- Viewing a posted photo in Lightbox Android app
- Developer: Lightbox
- Initial release: June 5, 2011; 14 years ago
- Operating system: Android 2.1 or later
- Size: 2.3 MB
- Type: Photobloging
- License: Freeware
- Website: lightbox.com

= Lightbox.com =

Lightbox.com was a website, Android app, and photo blogging platform that allowed users to post images, text, links, and more to their personal photo blog.

== History ==
Founded by Thai Tran (formerly a product manager at Google and YouTube) and Nilesh Patel, Lightbox received $1.1 million in seed funding from Index, Accel, SV Angel, 500 Startups, and others.

On December 12, 2011, Lightbox launched its Version 2.0. At this time, Tran announced that the Android app was approaching 1 million downloads.
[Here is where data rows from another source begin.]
PR #20744, opened 2026-04-29
stripe: add opt-in pagination metadata to list actions

### LINKED ISSUE #20702: Stripe 'List Customers' needs more pagination info
Initially reported in "List Customers" but may apply to other Stripe components - all should be checked

We need to return `has_more` in the action response so the user can know whether they need to retrieve another page or not, if they're looking to retrieve a large amount of customers.

Important: this can be a breaking change to the existing return value.

s0s0physm:
## Summary

Fixes #20702.

All six Stripe list actions were calling `.autoPagingToArray()` on the Stripe SDK, which returns a plain array and discards the Stripe list envelope — including `has_more`. Users iterating through large datasets had no way to know whether additional pages existed.

This PR adds an opt-in `Return Pagination Info` boolean prop to each list action. The default behavior is unchanged (returns `Array<T>`), so existing workflows continue to work. When the flag is set to `true`, the action instead returns `{ data, has_more, next_starting_after }` — putting pagination metadata directly in the return value where it's reliably visible to AI agents calling through MCP.

### Changes

- New optional prop `returnPaginationInfo` (boolean, default `false`) on all six list actions
- When `false` (default): identical to original behavior — returns `Array<T>` via `.autoPagingToArray({ limit })`
- When `true`: returns `{ data: T[], has_more: boolean, next_starting_after: string | null }`. Internally fetches `limit + 1` items, detects `has_more`, and trims back to `limit` — agents see at most `limit` items either way
- Added `startingAfter` / `endingBefore` cursor props to `list-refunds` and `list-payment-intents` (the other four already had them)
- Action descriptions updated to explain when to set the flag and how `next_starting_after` chains into the next call's `Starting After` prop
- All six actions: `0.1.4` → `0.2.0` (minor — new optional prop, no breaking change)
- `@pipedream/stripe`: `0.8.1` → `0.9.0` (minor)

### Why opt-in flag instead of always returning the new shape

The default array return must stay intact for backwards compatibility — countless workflows reference `steps.list_X.$return_value` as an iterable. Putting pagination info behind a flag means existing workflows are untouched, while agents and pagination-aware callers can opt in.

### Actions changed

- `stripe-list-customers`
- `stripe-list-invoices`
- `stripe-list-payouts`
- `stripe-list-balance-history`
- `stripe-list-refunds`
- `stripe-list-payment-intents`

## Test plan

- [ ] Existing workflows referencing `steps.list_customers.$return_value` continue to receive an array — no regression
- [ ] Run `stripe-list-customers` with `Return Pagination Info: true` against a Stripe account with more than `limit` customers — confirm response is `{ data, has_more: true, next_starting_after: "cus_xxx" }`
- [ ] Run with `Return Pagination Info: true` and fewer records than `limit` — confirm `has_more: false` and `next_starting_after: null`
- [ ] Pass the returned `next_starting_after` value as `Starting After` on a second call — confirm it returns the next page
- [ ] Confirm `startingAfter` cursor works on `list-refunds` and `list-payment-intents`

## Summary by CodeRabbit

* **New Features**
  * Optional "return pagination info" mode for list actions that returns { data, has_more, next_starting_after } to support next-page navigation.

* **Improvements**
  * Added optional startingAfter/endingBefore inputs for finer pagination control.

* **Bug Fixes**
  * List operations now trim to the requested limit, report accurate counts, and indicate when more results are available.

* **Chores**
  * Component and action versions bumped for release.

### DIFF
--- a/components/stripe/actions/cancel-or-reverse-payout/cancel-or-reverse-payout.mjs
+++ b/components/stripe/actions/cancel-or-reverse-payout/cancel-or-reverse-payout.mjs
@@ -4,7 +4,7 @@ export default {
   key: "stripe-cancel-or-reverse-payout",
   name: "Cancel Or Reverse A Payout",
   type: "action",
-  version: "0.1.4",
+  version: "0.1.5",
   annotations: {
     destructiveHint: true,
     openWorldHint: true,
--- a/components/stripe/actions/cancel-payment-intent/cancel-payment-intent.mjs
+++ b/components/stripe/actions/cancel-payment-intent/cancel-payment-intent.mjs
@@ -4,7 +4,7 @@ export default {
   key: "stripe-cancel-payment-intent",
   name: "Cancel A Payment Intent",
   type: "action",
-  version: "0.1.4",
+  version: "0.1.5",
   annotations: {
     destructiveHint: true,
     openWorldHint: true,
--- a/components/stripe/actions/cancel-subscription/cancel-subscription.mjs
+++ b/components/stripe/actions/cancel-subscription/cancel-subscription.mjs
@@ -4,7 +4,7 @@ export default {
   key: "stripe-cancel-subscription",
   name: "Cancel Subscription",
   description: "Cancel a subscription. [See the documentation](https://docs.stripe.com/api/subscriptions/cancel?lang=node)",
-  version: "0.0.3",
+  version: "0.0.4",
   annotations: {
     destructiveHint: true,
     openWorldHint: true,
--- a/components/stripe/actions/capture-payment-intent/capture-payment-intent.mjs
+++ b/components/stripe/actions/capture-payment-intent/capture-payment-intent.mjs
@@ -4,7 +4,7 @@ export default {
   key: "stripe-capture-payment-intent",
   name: "Capture a Payment Intent",
   type: "action",
-  version: "0.1.4",
+  version: "0.1.5",
   annotations: {
     destructiveHint: false,
     openWorldHint: true,
--- a/components/stripe/actions/confirm-payment-intent/confirm-payment-intent.mjs
+++ b/components/stripe/actions/confirm-payment-intent/confirm-payment-intent.mjs
@@ -5,7 +5,7 @@ export default {
   key: "stripe-confirm-payment-intent",
   name: "Confirm A Payment Intent",
   type: "action",
-  version: "0.1.4",
+  version: "0.1.5",
   annotations: {
     destructiveHint: false,
     openWorldHint: true,
--- a/components/stripe/actions/create-billing-meter/create-billing-meter.mjs
+++ b/components/stripe/actions/create-billing-meter/create-billing-meter.mjs
@@ -4,7 +4,7 @@ export default {
   key: "stripe-create-billing-meter",
   name: "Create Billing Meter",
   type: "action",
-  version: "0.0.3",
+  version: "0.0.4",
   annotations: {
     destructiveHint: false,
     openWorldHint: true,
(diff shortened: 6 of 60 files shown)


pipedream-component-development:

pipedream-component-development:

s0s0physm:
Thanks for the review @coderabbitai. Two responses:

**Lint errors (multiline-ternary):** Fixed in 117216184a. Extracted `count`, `noun`, and `moreSuffix` into locals before building each `$summary` string. Also cleaned up the existing `eslint-disable-next-line` comments on `list-payouts` and `list-refunds` with the same pattern.

**Version bump (suggested major / 1.0.0):** These comments were against earlier commits where the action's return shape changed unconditionally. The PR has since been refactored to use an opt-in `Return Pagination Info` boolean prop:
- Default (flag = `false`): identical behavior to before, returns `Array<T>` via `.autoPagingToArray({ limit })`. No breaking change for existing workflows.
- Opt-in (flag = `true`): returns `{ data, has_more, next_starting_after }`.

Since adding a new optional prop with no default-behavior change is a minor bump per the [component versioning guidelines](https://github.com/PipedreamHQ/pipedream/blob/master/.github/pipedream-component-guidelines.md#versioning), `0.1.4` → `0.2.0` is correct.

GTFalcao (commented):
LGTM - we should definitely test some of these calls before merging

mariano-pd:
QA Testing results:

The functionality for the new `Return Pagination Info` boolean prop works perfectly ✅

We just require a minor change. This is what Stripe official docs mention about the `limit` prop  _A limit on the number of objects to be returned. Limit can range between 1 and 100, and the default is 10._

We should change the limit (in all actions) to be 10 by default not 100, and add a validation that doesn't allow the user to input a number greater than 100. We should also add an additional validation that shows an input warning when trying to add a number less or equal to 0.

image

s0s0physm:
@mariano-pd Thanks for testing! 

Main concern is that capping the limit to 10 might silently break existing workflows that return more records. Lets keep it at 100, but I can add the validations you suggested.

s0s0physm:
@mariano-pd - Pushed updates that address most of the validations, though with one tweak on the limit cap. 
                                                                                                                                                                                                                                        
  #### On the limit validations:                                                                                                                                                                                                            
   
  Capping `Limit` at 100 universally would silently break workflows that don't set the prop and rely on auto-pagination. The default mode uses Stripe's `autoPagingToArray` to fetch up to 10000 records across pages. So the cap fires   
  only when `Return Pagination Info` is enabled, which is the only mode where Stripe's 100-per-call limit actually applies.
                                                                                                                                                                                                                                          
  #### What changed:  

  - `ConfigurationError` when `Return Pagination Info` is true and `Limit > 100`, with a message explaining how to fix it                                                                                                                 
  - `ConfigurationError` when both `Starting After` and `Ending Before` are set (Stripe rejects this anyway)
  - Per-action override of the `Limit` description so users see the dual-mode behavior at the prop level                                                                                                                                  
  - Moved `Return Pagination Info` to the app's `propDefinitions`, closing CodeRabbit's earlier refactor suggestion
  - Updated the `Return Pagination Info` description to explain the cursor-chaining pattern                                                                                                                                               
                                                                                                                                                                                                                                          
  #### What didn't change:                                                                                                                                                                                                                  
                                                                                                                                                                                                                                          
  - Default `Limit` stays at 100. Changing it to 10 Could silently cause breaking changes in the results for any workflow using the default.
  - The `≤ 0` warning is already handled by `min: 1` on the central propDefinition, which blocks input at the UI level.

mariano-pd (approved):
QA testing successful! ✅

Image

On May 15, 2012, the Lightbox.com team was acquired by Facebook This had caused Lightbox to be fully closed on June 15, 2012.

On November 14, 2015, in spite of the prior entity's closure, owner registration of the "lightbox.com" internet domain name was renewed for 10 additional years, through 2025.

== Awards ==
- In October 2011, PC World listed Lightbox.com at number 72 in PC World 100 Best Products of 2011.